También es muy cierto que hemos visto en vivo y en directo que los barrios coloniales más pobres de Nueva Orleans, una de las ciudades de más rancio abolengo en esa «melting pot» que es U.S.A., han quedado totalmente arrasados. Las viviendas de madera de una o dos plantas, a las que tan aficionados son muchos norteamericanos principalmente en las áreas rurales, son como un castillo de naipes ante la devastadora acción de un huracán. Por eso nos llama más aún si cabe la atención, además del tétrico espectáculo de los cadáveres de ancianos e impedidos muertos en sus residencias o por inanición en las propias calles, el hecho de que los supervivientes se aferren a lo poco que les queda, negándose a abandonar los restos de sus casas y enseres, «defendiéndose» en algunos casos de sus rescatadores (ejército y guardia nacional) con las armas de fuego en la mano.

La propia CNN nos contaba con asombro cómo se había disparado la venta de todo tipo de armas entre los supervivientes que temen en las primeras horas de la tragedia y el caos un estado de saqueo, bandidaje y anarquía. Así las armerías de Nueva Orleans están haciendo su agosto en septiembre. Esto no sería tan sorprendente si se presupone que los afectados por el Katrina lo hacen para proteger sus vidas y pertenencias frente a las contingencias recién citadas. Lo asombroso, insisto, es que en la práctica la aplicación de la Segunda Enmienda a la Constitución, que reconoce el derecho a todo ciudadano para adquirir y portar armas, sirve para ejercer la autodefensa frente incluso al propio ejército en misión de rescate.

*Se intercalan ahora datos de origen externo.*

PR #369, opened 2024-06-17
Remove flask-limiter and redis

micahflee:
I think it may be a good idea to remove Flask-Limiter and Redis from the app until we're confident it solves a problem we actually have.


pyproject.toml
```diff
@@ -10,19 +10,16 @@ readme = "README.md"
 python = "^3.11"
 cryptography = "^42.0.5"
 flask = "^3.0.2"
-flask-limiter = { extras = ["redis"], version = "^3.7.0" }
 flask-migrate = "^4.0.7"
 flask-sqlalchemy = "^3.1.1"
 flask-wtf = "^1.2.1"
-gunicorn = "^22.0.0"
```
jeremywmoore, line 17: I don't think we want to remove gunicorn

jeremywmoore (commented):
Looks good except for removing the gunicorn dependency, was that intentional?

pyproject.toml
micahflee: yeah, that was not intentional

micahflee:
After merging #368, I'm merged main into this branch, and also added back gunicorn.

pyproject.toml
jeremywmoore: I see the merge commit but diff still shows this as removed

jeremywmoore (approved):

Dos enseñanzas. Una, que los problemas raciales siguen latentes junto a la pobreza y al desempleo en U.S.A., en unos Estados que como el de Misisipí (Mississippi) hasta hace unos años no había aceptado socialmente la rendición del general Lee en Appomatox que puso fin a la Guerra Civil americana. Estados en los que la bandera sudista y pro esclavista ondea con orgullo en muchos patios de casa de población blanca (véase la película Arde Mississippi de Alan Parker – Mississippi Burning, 1988).

La segunda enseñanza (vinculada a la primera) que no debemos olvidar es que la sufrida población negra que tan maltrecha ha quedado por el reciente desastre, en sus ciento cuarenta años de andadura desde que Lincoln decretara su libertad ha recorrido con esfuerzo un largo camino de Liberación, por decirlo a posta al modo idealista hegeliano. Durante la citada guerra casi 180.000 hombres negros sirvieron bajo la Unión y más de 33.000 murieron en los campos de batalla (como lo recoge la película Tiempos de Gloria de Edward Zwick –Glory, 1989). En el último tercio del siglo XlX el 9º y el 10º regimientos de Caballería lucharon en las Guerras Indias combatiendo a los kiowas, comanches, apaches, cheyennes y sioux, siendo hasta hace poco ninguneados en los libros de Historia. Sólo un irlandés universal (y en este sentido doblemente católico), John Ford, les rindió cumplido homenaje en 1960, creando en el cine y para ellos un héroe de proporciones míticas y de la talla de los Clásicos en El sargento negro (Sergeant Rutledge). La población negra desempeñó los más duros trabajos en el Oeste (p.e. muchos cowboys y soldados eran exescalvos), y también lucharon con Teddy Roosevelt en la Guerra Hispano Cubana de 1898 (Ver Posse de Mario Van Peebles, 1993). Durante la Primera Guerra Mundial hubo unidades de soldados negros pero su integración social avanzaba muy lentamente, mientras que en el mundo de Hollywood eran reducidos a estereotipos burlescos (Toms, Coons, Mulattoes, Mammies y Bucks). Su valerosa intervención en la Segunda Contienda Mundial abrió el camino a las luchas sociales que reivindicaron los Derechos Civiles y en las que destacó Martin Luther King. Corea y Vietnam fueron también pasaportes para la integración social (Ver Platoon, Oliver Stone, 1986) por no citar los conflictos más recientes.

Escolio: frente al Idealismo Histórico al que tan aficionados son los ideólogos del Imperio (los que precisamente podrían hablar de «camino de Liberación», referido a la población negra de los EE. UU., la Materialidad de la Historia nos muestra una vez más que ésta es gnoseológicamente casi más determinista que los propios hechos físico-naturales.